• Task requirements: Within the listing below, please copy exactly the lines between the line holding "While I could" and the line holding "Resolves #16821", inclusive.

· · · ·

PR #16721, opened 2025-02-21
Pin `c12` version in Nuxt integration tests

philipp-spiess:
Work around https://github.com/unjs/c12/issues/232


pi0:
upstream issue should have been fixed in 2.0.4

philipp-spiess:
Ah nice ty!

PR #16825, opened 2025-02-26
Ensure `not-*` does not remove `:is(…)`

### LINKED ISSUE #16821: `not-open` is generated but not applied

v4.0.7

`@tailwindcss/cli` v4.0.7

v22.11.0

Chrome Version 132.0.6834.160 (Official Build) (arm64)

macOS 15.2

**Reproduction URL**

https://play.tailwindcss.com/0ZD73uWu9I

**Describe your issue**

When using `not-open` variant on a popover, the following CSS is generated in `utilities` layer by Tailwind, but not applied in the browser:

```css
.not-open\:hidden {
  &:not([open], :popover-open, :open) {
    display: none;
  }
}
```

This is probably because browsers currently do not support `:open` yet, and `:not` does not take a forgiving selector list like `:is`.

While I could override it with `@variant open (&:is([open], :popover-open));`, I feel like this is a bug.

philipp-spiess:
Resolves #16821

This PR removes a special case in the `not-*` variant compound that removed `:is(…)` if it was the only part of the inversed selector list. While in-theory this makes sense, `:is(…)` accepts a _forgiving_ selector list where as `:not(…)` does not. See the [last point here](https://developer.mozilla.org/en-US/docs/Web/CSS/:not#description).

· · · ·

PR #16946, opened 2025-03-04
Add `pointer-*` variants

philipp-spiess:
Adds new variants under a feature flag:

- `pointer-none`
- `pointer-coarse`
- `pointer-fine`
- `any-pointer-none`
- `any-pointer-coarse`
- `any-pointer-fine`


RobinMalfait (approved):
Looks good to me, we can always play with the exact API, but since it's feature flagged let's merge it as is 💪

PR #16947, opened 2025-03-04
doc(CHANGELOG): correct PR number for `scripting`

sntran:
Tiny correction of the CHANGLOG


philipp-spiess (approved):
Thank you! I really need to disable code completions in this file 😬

· · · ·

• Your solution:
While I could override it with `@variant open (&:is([open], :popover-open));`, I feel like this is a bug.

philipp-spiess:
Resolves #16821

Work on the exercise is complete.